Лера, как говорится, из хорошей интеллигентной семьи. Родители не то переводчики, не то филологи, дом – огромная библиотека, шкафы до потолка, книги по всей квартире. Однажды, застав семилетнюю дочь перед зеркалом, мать устроила ей выволочку: что ты кривляешься, тоже мне красавица, приличные девочки так себя не ведут! Эти слова Лера слышала с тех пор не раз: приличные девочки так не одеваются, приличные девочки не слушают такую музыку, приличные девочки не носят побрякушек, тоже мне красавица, вырядилась, смотреть стыдно… Лера хотела быть приличной девочкой, стала одеваться в мешковатые платья, так и не проколола уши, старалась больше читать и вовсе не ходить на вечеринки. Мать столько раз повторяла тоже мне красавица, что Лера научилась стыдиться своей красоты и прятать ее. Но характер не изменишь: танцевать она любила, смеялась кокетливо, мальчики ходили за ней с пятого класса. Она поступила на филфак, а в девяностом на три с лишним года уехала в Лондон по какому-то феминистскому гранту Британского совета. В Москву вернулась всего месяц назад.

Ах да. Когда-то она была ближайшей подругой Жени.

Нет, наверное, Горский не сразу увидел их такими. Наверное, потребовалось несколько недель интенсивного вруба и новые рассказы Антона, чтобы все семеро предстали перед Горским как живые. Горский вспоминает: в первый вечер он предложил Антону сыграть в китайскую рулетку.

– Вроде игры в ассоциации, – объяснил он. – Вот скажи мне: с каким веществом ассоциируется каждый из них?

– Ну, Поручик – с водкой… водка ведь тоже наркотик, да?

– Так себе наркотик, – сказала Алена.

– Ну и Поручик так себе, – ответил Антон. – Кто там дальше? Лера, наверное, что-нибудь восточное… медленное и тягучее. Гашиш, скажем, или опиум… хотя нет, опиум – это Роман. Он все время как будто полусонный – и без малейшего намека на просветление. Тогда Женя, наверное, кокаин…

– Да, – сказала Алена, – у них, выходит, был не брак, а сноубол.

– Неудивительно, что они ссорились…

– Видишь, – сказал Горский, – какая хорошая методика. Кто там остался: Сидор?

– Ой, не знаю. Что-то такое агрессивное… может, винт? Нет, для винта – слишком спокоен. Думаю, какие-нибудь смеси… немножко одного, немножко другого… водка с кокаином… нет, не скажу.

– А Леня Онтипенко?

– Думаю, этот вообще ни с какими наркотиками не ассоциируется… разве что с табаком.

– Безмазовый мужик, одним словом, – засмеялась Алена.

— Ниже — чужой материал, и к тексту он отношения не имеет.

PR #34, opened 2020-10-06
Search bar width fix

### LINKED ISSUE #24: Search bar is too tiny on mobile width
The search bar is too tiny to be useful on mobile width. We should restyle the header at the mobile responsive breakpoint in such a way that the search bar is fully visible. Maybe a search icon that animate/expands to a full bar? Or breaking the search bar onto its own line?

image

danielcolinjames:
Fixes #24 

I made the logo swap out for one without "helium" (borrowed the SVG from the helium.com codebase) at small screen sizes, and also re-arranged the block height on the right so it's similarly smaller.

I also made the nav bar fixed, so it stays there when you scroll down the page.

Screen recording of change:


allenan (approved):
nice one

Issue #19, opened 2020-10-06
Show hotspot name in Mining Reward accordion on account page


philltran:
On https://explorer.helium.com/accounts/{account_address} page it would be nice to see the Hotspot associated with a reward when the "Mining Reward" accordion is expanded. 

![image](https://user-images.githubusercontent.com/812816/95200952-38e1f080-07ad-11eb-8849-9e040cb36131.png)

danielcolinjames:
Fixed by #39

PR #39, opened 2020-10-07
Mining reward table with hotspots names in account page

fredev:
hello, I've looked at #19 and code out the following:
- show mining rewards in a proper table
- refactored HotspotsList in a tiny functional component that accept a list of hotspots as prop
- moved hotspots fetch to the parent component AccountView.js
- passed hotspots to ActivityList so we can search for hotspots name and show them in the reward expandable

A table in a collapsable looks bad so I've added styled-components to override antd styles, we can override antd styles in other ways (tell me if have to do that) but with styled-components we can also strip out all the inline style from jsx and write better style in general.

Schermata 2020-10-07 alle 03 24 28

### DIFF
--- a/package.json
+++ b/package.json
@@ -27,7 +27,8 @@
     "react-social-icons": "^4.1.0",
     "react-timestamp": "^5.1.0",
     "react-typekit": "^1.1.4",
-    "recharts": "^1.8.5"
+    "recharts": "^1.8.5",
+    "styled-components": "^5.2.0"
   },
   "scripts": {
     "start": "react-scripts start",
--- a/package.json
+++ b/package.json
@@ -27,8 +27,7 @@
     "react-social-icons": "^4.1.0",
     "react-timestamp": "^5.1.0",
     "react-typekit": "^1.1.4",
-    "recharts": "^1.8.5",
-    "styled-components": "^5.2.0"
+    "recharts": "^1.8.5"
   },
   "scripts": {
     "start": "react-scripts start",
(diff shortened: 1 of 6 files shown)


philltran:
Sweet. you beat me too it. Thanks for coding this up.

danielcolinjames:
Hey @fredev, this is great, thanks for coding this up! 😄 

I definitely agree Ant Design is far from perfect, and it's a bit of a pain to override. I've personally tried tons of different styling tools and Tailwind has stood out to me as the best option, so I'm hoping we can use that in the future to improve our styling (because yeah, inline styles aren't the best), but I think for now let's stick to CSS, and we can revisit the styling tooling again in the near future.

I made a fix to override those styles in `Explorer.css` instead (and just wrapped them with a `<span>` that had a specific class name so we don't accidentally override styles elsewhere), but for some reason I can't get it to push to this PR. I'm getting:

Screen Shot 2020-10-07 at 10 32 55 AM

I'm not sure if that's a permissions thing or something else, but I made a branch with my changes [here](https://github.com/helium/explorer/tree/issues/19), any chance you could merge that into this PR? Thanks again!

danielcolinjames (approved):

fredev:
@philltran @danielcolinjames thanks for positive feedbacks

@danielcolinjames I've pulled your commit to my fork and updated the PR, totally agree on future review of styling tooling

amirhaleem:
awesome @fredev! thank you for the addition

PR #42, opened 2020-10-08
Responsiveness improvements for block detail pages

danielcolinjames:
This PR is for the block view page (e.g: https://explorer.helium.com/blocks/534672 )

This should make it much more friendly for mobile users. Here's a screen recording of how it looks across different breakpoints: 

And a simpler before and after:

# Before: 
Screen Shot 2020-10-07 at 5 03 30 PM

# After:
Screen Shot 2020-10-07 at 5 03 35 PM

### DIFF
--- a/src/Explorer.css
+++ b/src/Explorer.css
@@ -222,6 +222,26 @@ hr {
   font-size: 17px;
 }
 
+.content-container {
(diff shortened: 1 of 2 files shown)


allenan (approved):
looks great

PR #53, opened 2020-10-15
feat: showcase initial NextJS migration & structure

Ehesp:
Hey 👋

I thought this repository/project could take advantage of using some modern libraries to help improve the service. Currently there's a number of things which could do with being fixed/improved, and this PR is a demonstration of how that can be achieved.

For example, on every page the app makes requests to load a lot of data which isn't needed for that page (e.g. hotspots), or 404 page handing.

Speaking with @danielcolinjames, I decided to spin up a NextJS example app, using Tailwind (`antd` is fairly OTT and hard to customise). This provides advantages such as static site generation & being able to return cached HTML files for pages which don't need updates (e.g. transactions).

Alongside this, the current implementation handles state & network/API data within components, making things really cumbersome to update, manage and contribute too. Since the website is remote data heavy, I implemented [`react-query`](https://github.com/tannerlinsley/react-query) which manages both remote data and challenging aspects of it such as caching, global state, background fetching and LOADS more. You can see some useful advantages of this, e.g:

- Using data globally without Context/Redux/State: [here](https://github.com/invertase/explorer/blob/nextjs-migration/src/pages/index.tsx#L39) & [here](https://github.com/invertase/explorer/blob/nextjs-migration/src/components/Header.tsx).
- [Prefetching data](https://github.com/invertase/explorer/blob/nextjs-migration/src/pages/index.tsx#L160) so pages load instantly & update in the background.
- Letting users know about [page background updates](https://github.com/invertase/explorer/blob/nextjs-migration/src/components/LoadingIndicator.tsx)

This is very much a WIP, and I've cloned (as close as possible) the current design using Tailwind pretty effortlessly. Right now, the Homepage hero metrics and being displayed and dynamic hotspot page loading is working (just shows the name/hash right now).

There's a bunch of other ideas I have too such as;

- Syncing hotspot data with a service such as Algolia for instant realtime search.
- Allowing users to "star" pages (e.g. a hotspot) in local storage, and allow these to be accessed from the homepage/dedicated page etc.

Let me know what you think, happy to keep working in this.


abhay:
This is huge. Really impressed since we talked about this just a day or two ago.

I think it'd be great to file those two feature requests too.

Ehesp:
Thanks @abhay!

Sure I can work on those feature requests no problem. In general though, are you happy with the direction of this? I'd be keen to talk about deploying this (Vercel would be best) & also looking into how we can collab on an Algolia account?

Ehesp:
Just added a starring system (proof of concept):

- Works with local storage
- Synchronises cross tabs
- Super simple to use:
 - `<Star id="hotspot:123" />` = fully managed component
 - `useStars()` = hook which returns a list of all starred items (synchronised)
 - `useStar("hotspot:123")` = hook which returns state and functions (toggle, isServer etc)

src/components/Star.tsx
```diff
@@ -0,0 +1,47 @@
...
+          strokeLinejoin="round"
+          strokeWidth={2}
+          d="M11.049 2.927c.3-.921 1.603-.921 1.902 0l1.519 4.674a1 1 0 00.95.69h4.915c.969 0 1.371 1.24.588 1.81l-3.976 2.888a1 1 0 00-.363 1.118l1.518 4.674c.3.922-.755 1.688-1.538 1.118l-3.976-2.888a1 1 0 00-1.176 0l-3.976 2.888c-.783.57-1.838-.197-1.538-1.118l1.518-4.674a1 1 0 00-.363-1.118l-3.976-2.888c-.784-.57-.38-1.81.588-1.81h4.914a1 1 0 00.951-.69l1.519-4.674z"
+        />
+      </svg>
+    </div>
+  );
+}
+
+export { Star };
```
abhay, line 47: This is a good concept, but should be separated to a different PR?

src/pages/api/sync-hotspots.ts
```diff
@@ -0,0 +1,42 @@
+import { NextApiRequest, NextApiResponse } from "next";
+import algoliasearch from "algoliasearch";
+
+import Hotspot from "@helium/http/build/models/Hotspot";
+
+import { client } from "../../api";
+
+const algolia = algoliasearch("LOSRZ1CP06", process.env.ALGOLIA_API_KEY);
```
abhay, line 8:
```suggestion
const algolia = algoliasearch(process.env.ALGOLIA_APPLICATION_ID, process.env.ALGOLIA_API_KEY);
```

.sample.env
```diff
@@ -0,0 +1,3 @@
+ALGOLIA_API_KEY=123
+ALGOLIA_INDEX=foo
+SYNC_HOTSPOTS_TOKEN=123
```
abhay, line 3: I forget how review PRs work but we should have there be some sort of prefix or namespace on these so the search indexes don't mix.

src/pages/api/sync-hotspots.ts
```diff
@@ -0,0 +1,42 @@
...
+    return {
+      ...serialized,
+      objectID: serialized.address,
+    };
+  });
+
+  await index.saveObjects(objects);
+
+  res.status(200).end("Ok");
+};
```
abhay, line 42: also worth putting in a separate PR?

abhay (commented):
Awesome. Let's break out the non-conversion stuff into separate PRs against this branch?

– Постой… помнишь, Горский, ты рассказывал про smart drugs – вот оно и есть! Ноотропил какой-нибудь.

– А Альперович?

– Не знаю. Наверное, грибы. Видно – самый продвинутый.

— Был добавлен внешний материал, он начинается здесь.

PR #54, opened 2020-10-19
Add coverage map to Explorer

danielcolinjames:
Starting to bring over the coverage map from https://network.helium.com/coverage

I got a basic mini map working on the home page:

Screen Shot 2020-10-19 at 2 10 38 PM

and on hover it looks like this:
Screen Shot 2020-10-19 at 2 10 46 PM

and then on click it should open explorer.helium.com/coverage which can be a copy of what's up at https://network.helium.com/coverage for now.

To-do list before this PR is ready to be merged:
- [x] Add zoom + / - buttons for zooming without scroll wheel or track pad
- [x] Make responsive (show / hide sidebar, make sure zoom & pan work)
- [x] Make top right navbar links into "tabs" for switching view between Map and Blocks
- [x] Add link to view selected (or listed?) hotspots in block explorer

Some other notes:
- The blur effect on the dots on the mini map can be adjusted, this is still a work in progress
- I plan to make the page detect a mobile screen size in JavaScript and set the `zoomLevel` of the mini coverage map conditionally based on whether it's a mobile or desktop screen, so it'll still be a "global map" showing the whole world even on a phone (currently it gets cropped weirdly, and there isn't really a zoom level that works on both)
- I was thinking it could also be good to have some "presets" on the summary mini map on the home page, to help give someone an overview without having to open the full-screen version. For example: a "North America" button that zooms to focus on coverage in North America, another button for focusing on Asia, another for Europe, etc.


components/CoverageMap/HotspotSidebar.js
```diff
@@ -0,0 +1,205 @@
...
+                  onClick={clearSelectedHotspots}
+                >
+                  <img src="/images/back.svg" className="header-back-img" />{' '}
+                  Back
+                </span>
+                {selectedHotspots.length === 1 && (
+                  <>
+                    <Link href={`/hotspots/${selectedHotspots[0].address}`}>
+                      <a target="_blank" className="header-view-details">
+                        View hotspot details
```
cokes518, line 78: Can this be changed to "View Hotspot Details"?

allenan (approved):
I think this is good to go after checklist

PR #55, opened 2020-10-20
Convert Explorer from create-react-app + react-router to Next.js

danielcolinjames:
This is a draft PR to convert the website from a single-page create-react-app site to one that uses Next.js instead.

Also, huge shoutout to contributor @ehesp for getting a Next.js proof of concept up and running with PR #53! That code was used as a reference and we can probably start to pull in a lot of that work once the core parts of the site have been converted over to Next.

A few of the major benefits Next.js will give us:
- Better SEO and meta tags for each page, instead of one top-level meta tags set for the whole website. So when someone shares a link to a specific page in Explorer, the preview card can be specific to that page, and the share card that shows up on Facebook, Twitter, Discord can be really pretty and dynamically populated with the right information ✨  (this might need to be added in a future PR—this one is just focused on moving from CRA -> Next as quickly as possible)
- Much faster performance, making use of some of Next's biggest benefits automatically, like code-splitting and `<Link>` tags. E.g.: clicking through the blocks is now significantly faster:
    - 
    - ^ and this is just recorded in the local dev environment, it should be theoretically even faster once it's built and deployed!
- Lots of other cool things we can add in, some of which are demonstrated in #53

A rough to-do list of things that still need to be completed to get the existing site completely converted over to Next.js:
- [x] Get the rest of the dynamic route pages working (right now just the `/pages/blocks/[blockid].js` has been converted to work with Next, but `/pages/accounts/[accountid].js` and `/pages/hotspots/[hotspotid].js` still need to be converted)
- [x] Make sure search is still working (Next's built-in router behaves a bit differently than react-router)
- [x] Clean up file structure and organization
- [x] Edit README and CONTRIBUTING.md


package.json
```diff
@@ -30,10 +34,9 @@
     "recharts": "^1.8.5"
   },
   "scripts": {
-    "start": "react-scripts start",
-    "build": "react-scripts build",
-    "test": "react-scripts test",
-    "eject": "react-scripts eject",
+    "dev": "next dev",
+    "build": "next build",
+    "start": "next start",
```
allenan, line 39: to get this to run on heroku, we'll need to change this to:

```suggestion
    "start": "next start -p $PORT",
```

allenan (approved):
looks great

abhay:
🙌🏼 nice job @danielcolinjames @Ehesp

PR #62, opened 2020-10-26
Add Algolia sync job

allenan:
I based this branch off a cherry-picked commit from @Ehesp's original next-js port PR. I just modified the sync hotspots job to be run like `node jobs/sync_hotspots.js` so that we can wire it up to heroku's job scheduler


danielcolinjames (approved):
Looks good. Excited to see it in action 🔥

– Пусть кислота будет, – предложила Алена.

– Нет, не до такой степени все-таки… грибы – в самый раз. Да и кислота как-то мрачно звучит сегодня…

Вот так они сыграли тогда, вспоминает Горский. Где-то лажанулись наверняка. Что поделать – первый, грубый набросок. Под конец беседы Антон вспомнил одну сцену, и почему-то всем показалось – очень важную:

– Где-то за полчаса до Жениной смерти я шел по галерее, посуду относил, и услышал, как Женя с кем-то говорила… я мимо проходил, не смотрел на них, да они и спиной стояли. Я только услышал, мужчина ей сказал: Ты же знаешь, я люблю только тебя.

Они закурили очередной косяк, Алена спросила Горского: как думаешь, кто убийца? Горский ответил Элементарно, Ватсон, повернулся в профиль, попытался выпустить колечко дыма. Они засмеялись, а потом Горский сказал, что он, конечно, скорее Ниро Вульф, чем Шерлок Холмс, такой же домосед. Антон заявил, что будет Арчи Гудвином, а вместо орхидей Горскому надо разводить ганджу. Ганджу или кактусы, добавила Алена, или даже цветы какие-нибудь… галлюциногенные. И когда она сказала «цветы», Горский подумал, что самое странное в этой истории – слова про последний лепесток.